I haven’t seen anyone really solve this problem at scale with maybe the exception of YouTube’s mechanism (https://research.google/pubs/load-is-not-what-you-should-bal...), but that’s specific to them and it isn’t universally applicable to arbitrary workloads.

thanks for the YT paper!

my point is there's no need to try (and fail) to define some universal backpressure semantics between coupling points, after all this can be done locally, and even after the fact (every time there's an outage, or better yet every time there's a "near miss") the signal to listen to will show up.

and if not, then not, which means (as you said) that link likely doesn't have this kind of simple semantics. maybe because the nature of the integration is not request-response or not otherwise structured to provide this apparent legibility, even if it's causally important for downstream.

simply thinking about this during post-mortems, having metrics available (which is anyway a given in these complex high-availability systems), having the option in the SDK, seems like the way forward

(yes, I know this is basically the circuit breaker and other Netflix-evangelized ideas with extra steps :))

The simplest and most effective strategy we know today to automatically recover that gives the impacted service the ability to avoid entering a metastable state is for clients to implement retries with exponential backoff. No circuit breaker-type functionality is required. Unfortunately it requires that clients be well behaved.

Also, circuit breakers have issues of their own:

“Even with a single layer of retries, traffic still significantly increases when errors start. Circuit breakers, where calls to a downstream service are stopped entirely when an error threshold is exceeded, are widely promoted to solve this problem. Unfortunately, circuit breakers introduce modal behavior into systems that can be difficult to test, and can introduce significant addition time to recovery. We have found that we can mitigate this risk by limiting retries locally using a token bucket. This allows all calls to retry as long as there are tokens, and then retry at a fixed rate when the tokens are exhausted.” https://aws.amazon.com/builders-library/timeouts-retries-and...

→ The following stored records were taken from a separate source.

PR #406, opened 2018-07-24
Stylesheet support for hovered-upon URLs; disable color codes in highlighted messages

Sput42:
- A new message label "hovered" can now be used in stylesheets to control how a hovered-upon URLs should be rendered. The default stylesheets defines an underline.
- Fix rendering of selected, active clickable. Fixes the issue where a selected URL in a highlighted message would vanished when hovered upon.
- Disable color codes in highlighted messages in the default stylesheet.

### DIFF
--- a/data/stylesheets/default.qss
+++ b/data/stylesheets/default.qss
@@ -14,6 +14,7 @@ ChatLine {
 ChatLine[label="highlight"] {
   foreground: black;
   background: #ff8000;
+  allow-foreground-override: false;
   allow-background-override: false;
 }
 
--- a/data/stylesheets/default.qss
+++ b/data/stylesheets/default.qss
@@ -25,6 +25,10 @@ ChatLine[label="selected"] {
   allow-background-override: false;
 }
 
+ChatLine[label="hovered"] {
+  font-style: underline;
+}
+
 // ChatLine::sender[sender="self"] {
 //   font-style: italic;
 // }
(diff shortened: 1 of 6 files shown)


Sput42:
Wow, that's a fun one. It seems to depend on which characters are actually selected; which is probably why I didn't see this in my (basic) testing, where I of course tested partial select... investigating.

Sput42:
No, it's easily reproducible with other strings. I'm also almost convinced it's a bug in Qt's own rendering, because the formats we give it are correct in both cases - just moving the selection by one character to the left or right will do the correct thing with additionalFormats() which Qt is supposed to overlay over the normal formats, but the line won't be drawn anymore. Another artifact I already found before pushing the patchset was a one-pixel-gap between a selected space preceding the URL, and the URL itself. Also that one sometimes shows up and sometimes doesn't, and it's clear that the input data is the same...

Will have to see if I just do the format merging in Quassel rather than using the Qt feature, or live with the glitch.

Sput42:
So I tried fixing this issue by adding the selection/hover formats to the regular format list of the layout, since additionalFormats() doesn't seem to render the underline always. This almost worked, but since we have to relayout afterwards, some letter combinations will slightly change sometimes, and the text "wobbles" while selecting it. So I'd rather live with partially selected URLs not properly working.

digitalcircuit:
That approach makes sense to me.  Thank you for investigating further!  And if someone else reports the bug, well, we have this to show :slightly_smiling_face:

PR #357, opened 2018-05-08
[Rollup] common: Master of database/protocol PRs

digitalcircuit:
## In short

* **A:** Persist Blowfish keys in the database, [pull request #332](https://github.com/quassel/quassel/pull/332 )
  * Keeps encrypted chats working after core restart/etc
  * Modernizing Quassel's encryption is for a later pull request
* **B:** Store highlight status per buffer coreside, [pull request #333](https://github.com/quassel/quassel/pull/333 )
  * Feature `BufferActivitySync`, see if buffer has highlights without fetching backlog!
  * Needed by QuasselDroid to improve notification handling
* **C:** Avoid Y2038 problem, [pull request #340](https://github.com/quassel/quassel/pull/340 )
  * Implement 64-bit message timestamps, guard protocol behind feature `LongMessageTime`
  * Older clients will work until year 2038
* **D:** Implement sender realname/avatarurl storage, [pull request #351](https://github.com/quassel/quassel/pull/351 )
  * Store sender `realname` and `avatarurl`, guard protocol behind feature `RichMessages`
  * Avatar URLs not stored yet, needs IRCv3 `METADATA`
  * Needed by QuasselDroid for display name and fallback avatar loading
* **E:** Support core-side filtering of backlog by type, [pull request #339](https://github.com/quassel/quassel/pull/339 )
  * Feature `BacklogFilterType`, allows fetching only messages of a type, e.g. if filtering join/part/quit
  * Needed by QuasselDroid for better backlog fetching performance
* **F:** Improve containerization, [pull request #341](https://github.com/quassel/quassel/pull/341 )
  * Move core state to database, allow reading configuration from environment variables
  * Allows disregarding the configuration file entirely
* **G:** Use 64-bit IDs for messages, [pull request #343](https://github.com/quassel/quassel/pull/343 )
  * Allows many more total messages, e.g. for shared cores
  * Guard protocol behind feature `LongMessageId`, old clients still work
* Cleanups
  * PRs modified to merge, fixed bugs, etc
  * Fix remaining use of 32-bit time, hopefully solving all Y2038 bugs
  * Rename `LongMessageTime` to `LongTime` due to other protocol changes
  * Change `Message::Flags`/`Type` cast to `Int`, not `UInt`
* Modify SQLite to store to milliseconds, not seconds
  * Modify all backlog, setting `time = time * 1000`
  * **This may take a long time, mention upgrade delay in release notes**
  * Modify schema upgrade message, adding `This may take a while for major upgrades.`
[...]

PR #411, opened 2018-08-06
client: Fix duplicated query quit messages

digitalcircuit:
## In short

* Fix duplicate `<nick> has quit` messages in queries
  * Search quit message timestamps ±1000 ms, not relying on seconds rounding
  * Fixes existing bug made worse by 64-bit time precision in commit 6a63070246d89aa2a2474e3a9a1035fa889ad77e
* Clean up approach
  * Don't needlessly track nicknames in hashmap
  * Add more documentation

Criteria | Rank | Reason
Impact | ★★☆ *2/3* | Fixes user-facing annoying UI regression from `0.12.5`
Risk | ★☆☆ *1/3* | Possibly hiding quit messages or showing too many

*Fixes regression from [changes made in pull request #357](https://github.com/quassel/quassel/pull/357 ).*

## Implementation
Replace the `.contains()` check with `std::binary_search` on message timestamps, passing a custom comparator that provides ± `1000` ms of fuzzy matching.  If a quit message is received and doesn't exist within this time range, it gets forwarded to the query, otherwise discarded.

Remove the `QMultiHash` method that tracked quit nicknames.  Each query gets a unique `MessageFilter`, so there's no need to store and filter that.  This will need modified if e.g. adding an option for quit messages in the Chat Monitor.

This fixes an existing bug made much worse with millisecond timestamp precision.  Before the 64-bit time changes, quit messages would only be duplicated if they got split over the turn of a second, a rare occurrence.  Afterwards, they'd get duplicated if split over the turn of a millisecond, a much more common occurrence.

Fixes regression from commit 6a63070246d89aa2a2474e3a9a1035fa889ad77e .

### Steps
1.  Connect a `0.13` core and client to network
2.  Join several channels
3.  Start a query with a test nickname in multiple channels
4.  Quit the test nickname
5.  Observe the query inside Quassel

*It's also worthwhile testing setting backlog fetching to `1`, then fetching backlog in reverse order, newest to oldest.*

### Before
*Multiple quit messages shown, one for each shared channel, `5` in this case*
```
[12:00:00 am] - {Day changed to Sunday, August 5, 2018}
[11:21:16 pm] <-- nickname (ident@hostmask) has quit (Quit: Leaving)
[11:21:16 pm] <-- nickname (ident@hostmask) has quit (Quit: Leaving)
[11:21:16 pm] <-- nickname (ident@hostmask) has quit (Quit: Leaving)
[11:21:16 pm] <-- nickname (ident@hostmask) has quit (Quit: Leaving)
[11:21:16 pm] <-- nickname (ident@hostmask) has quit (Quit: Leaving)
[12:00:00 am] - {Day changed to Monday, August 6, 2018}
```

### After
*Single quit message shown for any 1 second block of time*
```
[12:00:00 am] - {Day changed to Sunday, August 5, 2018}
[11:21:16 pm] <-- nickname (ident@hostmask) has quit (Quit: Leaving)
[12:00:00 am] - {Day changed to Monday, August 6, 2018}
```

### DIFF
--- a/src/client/messagefilter.cpp
+++ b/src/client/messagefilter.cpp
@@ -20,6 +20,8 @@
 
 #include "messagefilter.h"
 
+#include <algorithm>
+
 #include "buffersettings.h"
 #include "client.h"
 #include "buffermodel.h"
@@ -81,7 +83,7 @@ void MessageFilter::messageTypeFilterChanged()
 
     if (_messageTypeFilter != newFilter) {
         _messageTypeFilter = newFilter;
-        _filteredQuitMsgs.clear();
+        _filteredQuitMsgTime.clear();
         invalidateFilter();
     }
 }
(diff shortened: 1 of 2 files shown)


src/client/messagefilter.cpp
```diff
@@ -221,17 +223,30 @@ bool MessageFilter::filterAcceptsRow(int sourceRow, const QModelIndex &sourcePar
...
+        QString quiter = nickFromMask(sourceModel()->data(sourceIdx, MessageModel::MessageRole)
+                                      .value<Message>().sender()).toLower();
+
+        // Check that nickname matches query name
         if (quiter != bufferName().toLower())
             return false;
 
-        if (_filteredQuitMsgs.contains(quiter, messageTimestamp))
+        // Check if a quit message was already forwarded within +/- 1000 ms
+        const qint64 MAX_QUIT_DELTA_MS = 1 * 1000;
```
Sput42: Just a quicky before I have to take off for work: This should be constexpr, then it hopefully also compiles with MSVC (otherwise, it needs to be "static constexpr" or defined in global scope near the top of the file).

digitalcircuit: Thanks for catching this!  I scrolled too quickly through the AppVeyor build log since I expected failure (it was a bit odd that the other build worked, turns out this is why).

I'll give these permutations a try until MSVC is happy.

digitalcircuit:
A local `static constexpr` did the trick!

Consider a situation in which all the clients have circuit breakers. All of them enter the open state once the trigger condition is met, which drops request load on the service to zero. Your autoscaler reduces capacity to the minimum level in response. Then, all the circuit breakers are reset to the closed state. Your service then experiences a sudden rush of normal- or above-normal traffic, causing it to immediately exhaust availabile capacity. It’s a special case of bimodal behavior, which we try to avoid as a matter of sound operational practice.

Thundering herd is a known post-outage, service restore failure mode. You never let your load balancer and the API boxes behind it dip below some statically defined low water mark; the waste of money is better than going down when the herd shows up. When it does show up, as noted, token bucket rate limiter running 429s while the herd slowly gets let back onto the system. Even if the app server can take it, it's not a given that the eg queue or database systems can absorb the herd as well (especially if that's what went down).

I think a lot problems across different systems have a similar issue. You have a system that needs to have some autonomy (like a flying aeroplane). It has a sources of authority (say a sensor, ATC) but that sometimes is unavailable, delayed, gives wrong data. When that happens we are unwilling to fall back on more autonomy and automation. But there is limited scope for human intervention due to the scale of the problem or just technical difficulty. We reach an inflection point where the only direction left is to give up some element of human control. Accept that systems will sometimes receive bad data and need some autonomy to ignore it when it is contraindicated. And that higher level control is just another source of possible false data.